= Internet Symphony No. 1 =

Symphony YouTube video

The Internet Symphony No. 1 - "Eroica", is a piece written by the Chinese composer Tan Dun for the YouTube Symphony Orchestra. It was the first of such events where musicians around the world play the same piece virtually via the internet, and the best performers selected were arranged into an internet symphony orchestra, featured on YouTube. In addition to submitting a performance of the Internet Symphony No.1 ("Eroica"), musicians were also allowed to submit a video of themselves playing one of the other selected pieces. The best performers were invited to play at New York City's Carnegie Hall on April 15, 2009, with all expenses paid by YouTube. Winners were decided by the most votes cast by YouTube users.

The symphony was 4 minutes and 3 seconds long, the orchestra was commissioned by Google/YouTube and the work was published by G. Schirmer Inc.. It was performed by the London Symphony Orchestra on 6 October 2008. Unconventionally, Tan Dun has included disc brakes and rims from automobiles as additional instruments. Tan also embedded a main theme from the first movement of Beethoven's Eroica Symphony, into his work.

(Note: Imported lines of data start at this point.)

PR #834, opened 2024-03-26
SAA-1582: Migrate activity location user description rather than the location code

smcveigh941:
Fixes the following: 

image


dafhoustonmoj (approved):
LGTM

PR #837, opened 2024-03-27
SAA-1642: Default fromDate to epoch for SAR requests

munslowl:
- If no `fromDate` provided then default to `LocalDate.EPOCH` instead of today
- Use [shared module](https://github.com/ministryofjustice/hmpps-kotlin-lib/blob/main/readme-contents/SubjectAccessRequestEndpoint.md)


matt-crowson-moj (approved):
LGTM

PR #303, opened 2016-04-05
Define a `diagnostics_relay_action_t` enum

qmfrederik:
Replace a bunch of constants which can be passed as flags with a single `diagnostics_relay_action_t` enum.

Amongst others, makes it easier to generate a .NET front-end for libimobiledevice.


qmfrederik:
@nikias , I think this PR is still relevant (most other libimobiledevice modules use an enum). What do you think?

nikias:
Merged after rebase, followed by a commit to update the cython interface.

PR #308, opened 2016-04-19
idevicedebug: show error if container info not found

mringwal:
If the container info cannot be retrieved, e.g. because of an invalid bundle id, it crashes setting the working directory as working_dir == NULL.


nikias:
Merged after rebase and fixing of whitespace error :) Thanks Matthias!

PR #335, opened 2016-07-02
Ensure python3 compatibility

bjoernhaeuser:
I tried to run the cython bindings on Python 3.5. There were some errors due to the stricter handling of strings vs bytes.

Therefore default everywhere to bytes.


bjoernhaeuser:
This PR prevents to get this through here: https://github.com/Homebrew/homebrew-core/pull/2643

PR #341, opened 2016-07-12
lockdown: Propagate lower level errors to callers instead of just returning unknown error

zbalaton:
Small patch to allow callers to get a better error code instead of just a generic error to know what went wrong.

### DIFF
--- a/src/lockdown.c
+++ b/src/lockdown.c
@@ -136,6 +136,36 @@ static lockdownd_error_t lockdownd_strtoerr(const char* name)
 }
 
 /**
+ * Convert a property_list_service_error_t value to a lockdownd_error_t
+ * value. Used internally to get correct error codes.
+ *
+ * @param err A property_list_service_error_t error code
+ *
+ * @return A matching lockdownd_error_t error code,
+ *     LOCKDOWND_E_UNKNOWN_ERROR otherwise.
+ */
+static lockdownd_error_t lockdownd_error(property_list_service_error_t err)
+{
+	switch (err) {
+		case PROPERTY_LIST_SERVICE_E_SUCCESS:
+			return LOCKDOWN_E_SUCCESS;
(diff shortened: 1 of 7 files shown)


zbalaton:
I've updated this to current HEAD now and also included some other small fixes. Will this be merged now?

src/lockdown.c
```diff
@@ -722,6 +733,9 @@ LIBIMOBILEDEVICE_API lockdownd_error_t lockdownd_client_new_with_handshake(idevi
 		ret = lockdownd_pair(client_loc, NULL);
 		if (LOCKDOWN_E_SUCCESS == ret) {
 			ret = lockdownd_validate_pair(client_loc, NULL);
+			if (ret == LOCKDOWN_E_MUX_ERROR) {
+				ret = LOCKDOWN_E_INVALID_HOST_ID;
+			}
```
nikias: why does mux error mean invalid host id?

nikias:
Looks good to me, except I was wondering about the if (ret == LOCKDOWN_E_MUX_ERROR) ret = LOCKDOWN_E_INVALID_HOST_ID is the right way to do it.

zbalaton:
LOCKDOWN_E_INVALID_HOST_ID is normally returned when pairing should be tried again. When the trust button is tapped, the device breaks connection which will result in MUX_ERROR but this at this point means that pairing was successful and should be retried so the error is translated to the error code which is normally returned for this case in other places. Using other error code would need clients already checking for INVALID_HOST_ID to be changed to also check for that other error code so this is the right way for compatibility.

zbalaton:
I've removed the disputed hunk converting LOCKDOWN_E_MUX_ERROR to LOCKDOWN_E_INVALID_HOST_ID on pairing failure so the rest could be merged. We can consider this change separately in subsequent commit. Anything else holding this back?

nikias:
No, I will merge it.

PR #342, opened 2016-07-13
Fix idevicebackup2 for iOS10

sapieneptus:
`idevicebackup2` was failing to remove the Snapshots dir because it had some empty dirs inside of it. 

We can resolve this by using `fts` to walk the ‘Snapshots’ and remove
empty subdirs first instead of just calling `remove()`.


nikias:
Fixed with commit https://github.com/libimobiledevice/libimobiledevice/commit/6aecc7228dbb30b4db48374ffb4ae4a1616bdd95

PR #345, opened 2016-07-18
Provide access to idevice_connection for property_list_service

mringwal:
Provide access to idevice_connection for property_list_service

```
Some services first expect a command as a property list, then pure data (e.g. a zip stream)
before sending a result again as a property list. Providing direct access to the
underlying idevice_connection avoids re-implementing the property list service serialization.
```

### DIFF
--- a/include/libimobiledevice/property_list_service.h
+++ b/include/libimobiledevice/property_list_service.h
@@ -162,6 +162,18 @@ property_list_service_error_t property_list_service_enable_ssl(property_list_ser
  */
 property_list_service_error_t property_list_service_disable_ssl(property_list_service_client_t client);
 
+/**
+ * Get underlying idevice_connection of the given property list service client
+ *
+ * @param client The connected property list service client to get idevice_connection
+ * @param connection Pointer to an idevice_connection_t that will be filled
+ *   with the necessary data of the connection.
+ *
+ * @return PROPERTY_LIST_SERVICE_E_SUCCESS on success,
+ *     PROPERTY_LIST_SERVICE_E_INVALID_ARG if client or connection is NULL.
+ */
+property_list_service_error_t property_list_service_get_connection(property_list_service_client_t client, idevice_connection_t * connection);
+
 #ifdef __cplusplus
 }
 #endif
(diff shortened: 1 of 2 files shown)


youngchief-btw (approved):

nikias:
From a hierarchical standpoint I think this should be a function that returns the parent service_client_t of a property_list_service_client_t, and then a helper that returns the idevice_connection_t from a given service_client_t.

mringwal:
@nikias I don't remember anything about this PR (from 5.5 years ago). I'm sure your counter-proposal is better and you should move forward with that :)

mexmer:
this sounds to me like similar situation to housearrest service, where you first send PLIST commands, then connection switches to AFC mode. tbh. not sure what will be best approach here. also i don't remember seeing any service (Except housearrest), that actually switches modes and needs direct connection. 

@mringwal if you can remember what service was that ... maybe there is already implementation of that

mringwal:
@mexmer According to internal commit messages, I was working on Apple Watch support for a client. So, this suggestion might have been relevant to implement support for the company proxy ("com.apple.companion_proxy"). I think it allows to forwards a TCP socket to the Watch. (I'm not involved in iOS

nikias:
Ah ok that makes sense now. House arrest is what also came to my mind but that already has a service abstraction/interface.
For AFC on watches we obviously would need to pass the service_client_t handle, so I guess my suggestion would be best here to allow access to each "superclass" of whatever service type we deal with.

nikias:
See 854ab9a5d9d04fb884459c5092f6620faa99673b.

mringwal:
@nikias  Thanks, looks good!

mexmer:
> See [854ab9a](https://github.com/libimobiledevice/libimobiledevice/commit/854ab9a5d9d04fb884459c5092f6620faa99673b).

guess, i will use this, instead of my hacky workaround for working with companion started services

nikias:
> guess, i will use this, instead of my hacky workaround for working with companion started services

I personally would define the private structs and then do `client->parent->connection` but that's kind of a bad advice I guess 🤣🙈

PR #350, opened 2016-07-27
On newer macOS versions, /var/db/lockdown/ is 700.

saurik:
So, I've been working on tracking down a widely-reported LOCKDOWN_E_INVAILD_HOST_ID error while trying to do essentially anything. It seemed to mostly be affecting users of macOS 10.12, with a few people on OS X 10.11 (if so, probably only the absolute latest versions). Working with @conradev (who is actually running the latest version of macOS), we determined that the issue is that /var/db/lockdown is now mode 700, and so the code in lockdown.c for `userpref_has_pair_record` no longer works. (The only code which relies on that folder being accessible other than that function is `userpref_get_paired_udids`, which is only used by idevicepair as what is more of a low-level debugging tool.) The code in `lockdownd_do_pair` seriously is asking "is the record on disk? ok, let's ask for a copy from usbmuxd", so I simply removed the "is the record on disk?" part, as if it isn't there then we can expect usbmuxd to not return anything (right? ;P).

### DIFF
--- a/common/userpref.c
+++ b/common/userpref.c
@@ -192,35 +192,6 @@ int userpref_read_system_buid(char **system_buid)
 }
 
 /**
- * Determines whether this device has been connected to this system before.
- *
- * @param udid The device UDID as given by the device.
- *
- * @return 1 if the device has been connected previously to this configuration
- *         or 0 otherwise.
- */
-int userpref_has_pair_record(const char *udid)
-{
-	int ret = 0;
-	const char *config_path = NULL;
-	char *config_file = NULL;
-	struct stat st;
-
-	if (!udid) return 0;
-
-	/* first get config file */
-	config_path = userpref_get_config_dir();
-	config_file = string_concat(config_path, DIR_SEP_S, udid, USERPREF_CONFIG_EXTENSION, NULL);
-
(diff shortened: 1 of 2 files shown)


nikias:
@saurik Thanks for spotting this. This happened during the transition from the direct pair record handling to usbmuxd handling the records :)

I'd like to see the commit split into two: one for the lockdown.c change and one for the userpref.c change.

Please adapt the lockdown commit message to something like:
```
lockdown: remove unnecessary check for pair record file during pairing

During device pairing the code in lockdownd_do_pair() is checking if there is a pair record on disk for the current device, and then requests it from usbmuxd. This additional check is not only unnecessary since usbmuxd can only return a pair record if it exists, but is also causing issues on newer versions of macOS where /var/db/lockdown is mode 700.
```

And the userpref one should be something like:
```
userpref: Remove obsoleted function userpref_has_pair_record()

Since pair records are meanwhile handled by usbmuxd there is no need to check for the existence of a pair record on disk. Asking usbmuxd for a pair record of a given UDID is sufficient to know if it exists or not.
```

Then I will merge it right away.

saurik:
@nikias Done ;P.

PR #352, opened 2016-08-02
idevice: Update GnuTLS code to support iOS 10

saurik:
As of iOS 10 beta 4, the GnuTLS implementation idevice_connection_enable_ssl
needs to be updated to support TLS. Using +VERS-TLS-ALL did not work on some
of the devices I tested and I wasn't sure how to fix it, but +VERS-TLS1.0 is
working on every device I've tested: iOS 9.0.2, 10.0b4, 8.1.1, 6.0, and 3.0.


saurik:
(To be more honest: +VERS-TLS-ALL didn't work on *any* of the devices I tested, but I simply didn't test it on as many ;P.)

nikias:
Thanks Jay!

PR #362, opened 2016-08-26
Removing snapshot directories which failed during idevicebackup2 on iOS10

sohgoh:
I tried to backup iOS 10 device data by idevicebackup2 but failed. The reason is snapshot directory  has any empty directories in itself. Directory structure of snapshot fetched from iOS is changed from iOS10.

iOS9 or earlier: backup_dir/{UDID}/backup_files
iOS10: backup_dir/{UDID}/([0-9a-f]{2})/backup_files

This fix works for the same purpose as #342 but by another approach. It works to remove empty directory "00-ff" only in snapshot directory on iOS 10.

### DIFF
--- a/tools/idevicebackup2.c
+++ b/tools/idevicebackup2.c
@@ -1112,6 +1112,26 @@ static void clean_exit(int sig)
 	quit_flag++;
 }
 
+static void clean_snapshot(char *snapshot_dir) {
+	char subdir[8];
+	uint32_t i = 0;
+	struct stat st;
+
+	for (i = 0; i < 256; i++) {
+		sprintf(subdir, "%02x", i);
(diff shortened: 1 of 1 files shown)


gitsop01:
It would be better and easier to understand the code commit if you actually describe what the commit is fixing such as

"Removing snapshot directories which failed during idevicebackup2 on iOS10."
than
generic message "idevicebackup2 support iOS10"

sohgoh:
Thanks your comment, I changed pull request title.

nikias:
Fixed with commit https://github.com/libimobiledevice/libimobiledevice/commit/6aecc7228dbb30b4db48374ffb4ae4a1616bdd95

The Hong Kong Chinese Orchestra, as a partner of the YouTube Symphony Orchestra Project, has created a Chinese orchestral version of Tan's Internet Symphony No.1, using the percussion instruments of the Beijing opera and Chinese instruments like bianzhong and guqin. It was rearranged by HKCO's Associate Conductor Chew Hee-Chiat, and conducted by Artistic Director and Principal Conductor Yan Huichang on the YouTube channel. The live premiere of the piece was held in January 2010 at Hong Kong City Hall, conducted by Tan Dun himself.